## YOUR INSTRUCTIONS
From the line with "File size errors" to the last line of the data below, repeat every line exactly and add nothing.

## DATASET RECORDS

PR #304, opened 2019-12-16
File size errors

feedmypixel:
This work:

- Increases the filesize limit to `50 MB`
- displays a custom error when files are above `50 MB`
- makes the clientside error reporting more robust. So if the API doesn't provide a response in the expected error format the client displays a generic `Something went wrong error`
- refactor of the upload middleware. This work was abstracted but it becan to share items found in the document controller. So I have brought into this controller. Along with its tests. This may change in the future if `multi-upload` is required elsewhere in the app

#### Documents to large screen capture
uploads-error

#### Documents to large error
documents-to-large-error

#### Generic server error
generic error


feedmypixel:
> 👍 LGTM. One minor thing is the 50Mb limit is set in the controller, template and locales files. I wonder if it could be abstracted so we set it in one place, to reduce the risk of missing one of them in a future change. Nothing to worry about if it's a pain, and it shouldn't block merging this.

Thanks - We appear to be aligned :). I pushed this up 10 mins ago

I have added it to config for the node layer. The component and the validation I have hard coded as they are a little bit trickier.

## RESPONSE TO THIS EXERCISE
File size errors

feedmypixel:
This work:

- Increases the filesize limit to `50 MB`
- displays a custom error when files are above `50 MB`
- makes the clientside error reporting more robust. So if the API doesn't provide a response in the expected error format the client displays a generic `Something went wrong error`
- refactor of the upload middleware. This work was abstracted but it becan to share items found in the document controller. So I have brought into this controller. Along with its tests. This may change in the future if `multi-upload` is required elsewhere in the app

#### Documents to large screen capture
uploads-error

#### Documents to large error
documents-to-large-error

#### Generic server error
generic error


feedmypixel:
> 👍 LGTM. One minor thing is the 50Mb limit is set in the controller, template and locales files. I wonder if it could be abstracted so we set it in one place, to reduce the risk of missing one of them in a future change. Nothing to worry about if it's a pain, and it shouldn't block merging this.

Thanks - We appear to be aligned :). I pushed this up 10 mins ago

I have added it to config for the node layer. The component and the validation I have hard coded as they are a little bit trickier.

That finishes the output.